• _SOURCE INFORMATION_
PR #3240, opened 2026-05-29
Add apiSecretKeyFallback to validate inbound HMACs during client-secret rotation

### LINKED ISSUE #3183: Webhooks dropped for ~30 min post-revocation: @shopify/shopify-api has no way to accept a second (rotating) secret
## Summary

Shopify's [client-secret rotation docs](https://shopify.dev/docs/apps/build/authentication-authorization/client-secrets/rotate-revoke-client-credentials#step-2-configure-webhooks) describe webhooks being signed with "the oldest non-revoked secret" during rotation, with revocation as the final step.

**In practice, we observed webhooks continuing to be signed with a revoked secret for up to ~30 minutes after revocation in Partners.** `@shopify/shopify-api` accepts a single `apiSecretKey` with no way to trust a second secret, so every such webhook returns 401 from `authenticate.webhook()`. On high-volume topics (`orders/create`, `orders/updated`) the drop volume is not negligible.

## Reproduction

1. App running with `apiSecretKey = S1`.
2. In Partners: create `S2`, then revoke `S1` per the documented procedure.
3. Deploy with `apiSecretKey = S2`.
4. For up to ~30 minutes, inbound webhooks signed with `S1` all return 401.

Delaying revocation is **not** a mitigation: Shopify signs with whichever secret is oldest-non-revoked at send time, so as long as `S1` remains non-revoked, `S1`-signed webhooks continue indefinitely. Revocation is what triggers the ~30-min drop zone.

## Proposed API

Additive, backward compatible, inbound-only:

```ts
shopifyApp({
	apiSecretKey: process.env.SHOPIFY_API_SECRET,
	apiSecretKeyFallback: process.env.SHOPIFY_API_SECRET_FALLBACK,
	// ...
});
```

- `apiSecretKey` remains the single secret used for **outbound** signing (`generateLocalHmac`). Unchanged.
- `apiSecretKeyFallback`, when set, is consulted only for **inbound** HMAC validation. If both secrets fail the `safeCompare`, the request is rejected as before.
- **When validation succeeds via the fallback secret**, the SDK emits a `warn`-level log (via the existing `logger(config)` used by `hmac-validator.ts`) with `{ topic, shop, webhookId }`. This is the completion signal operators watch to know when to unset the fallback.

Implementation is localized to `packages/apps/shopify-api/lib/utils/hmac-validator.ts` plus a type addition in `base-types.ts` and corresponding test coverage.

## Target rotation procedure (with proposed API)

1. In Shopify Partners, create a new client secret. The current secret (`S_old`) remains valid.
2. Update env vars: set `SHOPIFY_API_SECRET = S_new` and `SHOPIFY_API_SECRET_FALLBACK = S_old`.
3. Deploy your app. It now accepts webhooks signed with either secret. Each webhook validated via the fallback secret emits a warn log, e.g. `warn: webhook HMAC validated via apiSecretKeyFallback { topic, shop, webhookId }`.
4. In Shopify Partners, revoke `S_old`.
5. Watch the warn logs. As long as they keep appearing, Shopify is still signing webhooks with `S_old`. **Do not unset the fallback yet.**
6. Once the warn logs stop (typically ~30 min post-revocation and with no new occurrences for a safety margin), unset `SHOPIFY_API_SECRET_FALLBACK` and redeploy.

No webhooks dropped. Step 6 is observable (log-driven) rather than guessed.

## Current user-space workaround

Validate HMAC in user space against both secrets, re-sign with the primary, delegate to the SDK so session lookup / topic parsing / admin client stay the SDK's concern:

```ts
export const authenticateWebhookWithFallback = async (request: Request) => {
	const primary = process.env.SHOPIFY_API_SECRET ?? '';
	const fallback = process.env.SHOPIFY_API_SECRET_FALLBACK;

	if (!fallback) return authenticate.webhook(request);

	const rawBody = await request.text();
	const received = request.headers.get('x-shopify-hmac-sha256') ?? '';

	const rebuild = (hmacOverride?: string) => {
		const headers = new Headers(request.headers);
		if (hmacOverride) headers.set('x-shopify-hmac-sha256', hmacOverride);
		return new Request(request.url, { method: request.method, headers, body: rawBody });
	};

	const primaryHmac = computeHmac(rawBody, primary);
	if (safeEqual(received, primaryHmac)) return authenticate.webhook(rebuild());

	if (safeEqual(received, computeHmac(rawBody, fallback))) {
		return authenticate.webhook(rebuild(primaryHmac)); // re-signed with primary
	}

	return authenticate.webhook(rebuild());
};
```

Works, but every Shopify app ends up maintaining ~40 lines of security-adjacent code independently, and the re-sign-then-delegate pattern is a workaround rather than a principled mechanism.

## Willingness to contribute

Happy to open a PR with tests and a changeset. Open to adjusting the API shape (naming, webhook-only vs admin-HMAC scope, etc.) based on maintainer preference.

## References

- [Shopify client-secret rotation](https://shopify.dev/docs/apps/build/authentication-authorization/client-secrets/rotate-revoke-client-credentials)
- [Shopify webhook HMAC verification](https://shopify.dev/docs/apps/build/webhooks/subscribe#verify-the-webhook)

morgan-coded:

Fixes #3183.

Shopify signs outbound requests with the *oldest non-revoked* client secret, and
(as reported in #3183) continues to do so for a window observed up to ~30 minutes
after the old secret is revoked. `@shopify/shopify-api` only ever validates inbound
HMACs against the single `apiSecretKey`, so the moment an app rotates `apiSecretKey`
to the new secret, every still-in-flight request signed with the old secret fails
HMAC validation and is rejected with a 401. On high-volume topics (`orders/create`,
`orders/updated`) the drop volume during a rotation is not negligible.

Adds an optional `apiSecretKeyFallback` config option, consulted **only** for
**inbound** HMAC validation (webhooks, Flow, and fulfillment-service — all of which
share `validateHmacString`):

- The primary `apiSecretKey` is checked first; the fallback is tried only if the
  primary fails. If both fail, the request is rejected exactly as before.
- **Outbound** signing (`generateLocalHmac`) is unchanged and always uses
  `apiSecretKey`, so the app never emits requests signed with the old secret.
- When a request validates via the fallback, a `Warning`-level log is emitted (via
  the existing `logger(config)`). Operators watch these logs to know when Shopify has
  stopped using the old secret, at which point the fallback can be safely unset.

Rotation procedure with this option:
1. Create the new secret in Partners (old secret stays valid).
2. Set `apiSecretKey = S_new`, `apiSecretKeyFallback = S_old`; deploy.
3. Revoke `S_old` in Partners.
4. Watch the warn logs; once they stop, unset `apiSecretKeyFallback` and redeploy.

This is additive and backward compatible: when `apiSecretKeyFallback` is unset,
behavior is identical to today.

### How to test your changes?

Targeted `jest --selectProjects library --testPathPatterns "hmac-validator"`
(25/25 passing after the hardening patch). The new coverage includes primary
match, fallback match, the warn log, no-warn-on-primary, both-fail rejection,
no-fallback rejection, and a Flow fallback request.

### Checklist

- [x] I have added/updated tests for my changes
- [x] I have added a changeset (`.changeset/webhook-hmac-secret-fallback.md`)
- [x] I have updated relevant documentation

### DIFF
--- a/.changeset/webhook-hmac-secret-fallback.md
+++ b/.changeset/webhook-hmac-secret-fallback.md
@@ -1,0 +1,5 @@
+---
+'@shopify/shopify-api': minor
+---
+
+Added an optional `apiSecretKeyFallback` config option. When set, it is used as a secondary secret when validating **inbound** HMAC signatures (webhooks, Flow, and fulfillment-service requests), so requests are not dropped during a client-secret rotation while Shopify is still signing with the previous secret. Outbound signing continues to use `apiSecretKey` only. When a request validates against the fallback secret, a `Warning`-level log is emitted so you can tell when the old secret is no longer in use and the fallback can be removed.
--- a/packages/apps/shopify-api/lib/base-types.ts
+++ b/packages/apps/shopify-api/lib/base-types.ts
@@ -27,6 +27,25 @@ export interface ConfigParams<
    */
   apiSecretKey: string;
   /**
+   * An additional, secondary API secret key used only to validate **inbound**
+   * HMAC signatures (webhooks, Flow, and fulfillment-service requests).
+   *
+   * This exists to avoid dropping inbound requests during a client-secret
+   * rotation. Shopify signs outbound requests with the oldest non-revoked
+   * secret, so after you rotate `apiSecretKey` to the new secret there can be a
+   * window (observed up to ~30 minutes after revoking the old secret) where
+   * requests are still signed with the previous secret. Setting the previous
+   * secret here lets those requests continue to validate.
+   *
+   * When a request validates against this fallback (and not `apiSecretKey`), a
+   * `Warning`-level log is emitted so you can observe when Shopify has stopped
+   * using the old secret and it is safe to unset this value.
+   *
+   * Outbound signing (`generateLocalHmac`) always uses `apiSecretKey` and is
+   * unaffected by this option.
+   */
+  apiSecretKeyFallback?: string;
+  /**
    * The scopes your app needs to access the API. Not required if using Shopify managed installation.
    */
   scopes?: string[] | AuthScopes;
--- a/packages/apps/shopify-api/lib/utils/__tests__/hmac-validator.test.ts
+++ b/packages/apps/shopify-api/lib/utils/__tests__/hmac-validator.test.ts
@@ -3,7 +3,14 @@ import crypto from 'crypto';
 import {testConfig} from '../../__tests__/test-config';
 import {AuthQuery} from '../../auth/oauth/types';
 import * as ShopifyErrors from '../../error';
-import {HMACSignator, getCurrentTimeInSec} from '../hmac-validator';
+import {
+  HMACSignator,
+  getCurrentTimeInSec,
+  validateHmacFromRequestFactory,
+} from '../hmac-validator';
+import {HmacValidationType} from '../types';
+import {ShopifyHeader, LogSeverity} from '../../types';
+import {type NormalizedRequest} from '../../../runtime';
 import {shopifyApi} from '../..';
 
 describe('validateHmac', () => {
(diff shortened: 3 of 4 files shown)


morgan-coded:
I have signed the CLA!

PR #3241, opened 2026-05-29
Docs: clarify that anonymous codegen operations are silently ignored

### LINKED ISSUE #1997: [api-codegen-preset] Types for anonymous operations are not generated / anonymous operations are ignored
## Overview/summary

In retrospective this seems like a reasonable behavior, but might be overlooked by other people as well and cost them some time and nerves. I think it's _**at least worth mentioning in the docs**_ that anonymous operations are counted as documents but omitted / ignored in generation phase.
Having only anonymous queries in the project will **not** trigger any errors but will result in empty output `*.generated.d.ts` 

Consider such an example straight from Shopify docs (https://shopify.dev/docs/api/admin-graphql/2024-10/queries/customers?language=Node.js):

```
const client = new shopify.clients.Graphql({session});
const data = await client.query({
  data: `query {
    customers(first: 5, query: "country:canada") {
      edges {
        node {
          id
        }
      }
    }
  }`,
});
```
apart from annotating with magic `#graphql` tag it also needs a name. So to get `graphql-codegen` going one will have to change above code to something like:

```
const client = new shopify.clients.Graphql({session});
const data = await client.query({
  data: `
  #graphql
  query customers {
    customers(first: 5, query: "country:canada") {
      edges {
        node {
          id
        }
      }
    }
  }`,
});
```

There's literally only a single mention of this fact in the `graphql-codegen` docs and it's in `React / Vue` chapter (I only found it because I knew what I was looking for): https://the-guild.dev/graphql/codegen/docs/guides/react-vue#writing-graphql-queries

Image

Respective "Vanilla TypeScript" chapter does not contain such a warning.

morgan-coded:

Fixes #1997

`@shopify/api-codegen-preset` only generates types for **named** queries and
mutations. Anonymous operations are counted as documents — so they don't trigger
the "no documents to parse" error — but they're skipped during generation. A
project containing only anonymous operations therefore produces an empty
`*.generated.d.ts` with no error or warning, which is easy to misdiagnose. The
README mentioned operations "must have a name" but didn't explain this
silent-failure behavior.

- Expands the note in the README's "Generating types" section to explain that
  anonymous operations are silently skipped (no error, empty output), and adds a
  short named-vs-anonymous example.

No code changes — this is the upstream graphql-codegen behavior; this PR just
documents it.

#### How was this verified?
- README-only change; no new links added (markdown link check unaffected).
- Confirmed against the package's own fixtures, which use only named operations.

## Type of change

- [x] Patch: Bug (non-breaking change which fixes an issue) — documentation fix
- [ ] Minor: New feature
- [ ] Major: Breaking change

## Checklist

- [x] I have used `pnpm changeset` to create a draft changelog entry
- [ ] I have added/updated tests for this change — n/a (docs only)
- [x] I have documented new APIs/updated the documentation for modified APIs

### DIFF
--- a/.changeset/docs-codegen-anonymous-operations.md
+++ b/.changeset/docs-codegen-anonymous-operations.md
@@ -1,0 +1,8 @@
+---
+'@shopify/api-codegen-preset': patch
+---
+
+Document that anonymous GraphQL operations are silently ignored during type
+generation. Only named queries and mutations produce types; a project
+containing only anonymous operations generates an empty `*.generated.d.ts`
+without an error. (README-only change.)
--- a/packages/api-clients/api-codegen-preset/README.md
+++ b/packages/api-clients/api-codegen-preset/README.md
@@ -332,7 +332,28 @@ pnpm graphql-codegen --project=UIExtensions
 > [!NOTE]
 > Codegen will fail if it can't find any documents to parse.
 > To fix that, either create a query or set the [`ignoreNoDocuments` option](https://the-guild.dev/graphql/codegen/docs/config-reference/codegen-config#configuration-options) to `true`.
-> Queries and mutations must have a name for the parsing to work.
+
+> [!IMPORTANT]
+> Your queries and mutations **must be named** for types to be generated.
+> Anonymous operations (e.g. `query { ... }` with no operation name) are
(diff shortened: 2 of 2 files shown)


morgan-coded:
I have signed the CLA!

PR #3265, opened 2026-06-12
Remove non-embedded React Router app configuration

byrichardpowell:
## Context

This PR is stacked on #3216. That PR removes the last package-driven redirect to `/auth/login` for embedded Admin document requests with missing `shop` / `host` params by rendering the App Bridge recovery page instead.

With that behavior in place, the React Router package should no longer expose public API surfaces that imply apps can opt into a non-embedded mode. The previously available knobs `<AppProvider embedded={false}>`, `shopifyApp({isEmbeddedApp: false})`, and template `embedded = false` guidance are misleading and can lead to broken auth loops.

## What changed

- Removed the `embedded` prop from React Router `AppProvider`.
- Made `AppProvider` require `apiKey` and always render App Bridge alongside Polaris web components.
- Added a runtime guard that rejects `shopifyApp({isEmbeddedApp: ...})` with a clear error.
- Renamed the internal `NonEmbeddedAdminContext` type to `MerchantCustomAdminContext` to avoid implying general non-embedded app support.
- Updated/generated React Router API docs.
- Added a major changeset with migration steps, including the corresponding React Router template updates.

## Migration notes

For app routes:

```diff
- <AppProvider embedded apiKey={apiKey}>
+ <AppProvider apiKey={apiKey}>
    <Outlet />
  </AppProvider>
```

For login/Polaris-only pages, remove `AppProvider` instead of using `embedded={false}`:

```diff
- <AppProvider embedded={false}>
-   <s-page>...</s-page>
- </AppProvider>
+ <s-page>...</s-page>
```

• _INSTRUCTIONS FOR THE TASK_
Go over the listing above and copy out each line that includes "opened".

• _EXPECTED ANSWER_
PR #3240, opened 2026-05-29
PR #3241, opened 2026-05-29
PR #3265, opened 2026-06-12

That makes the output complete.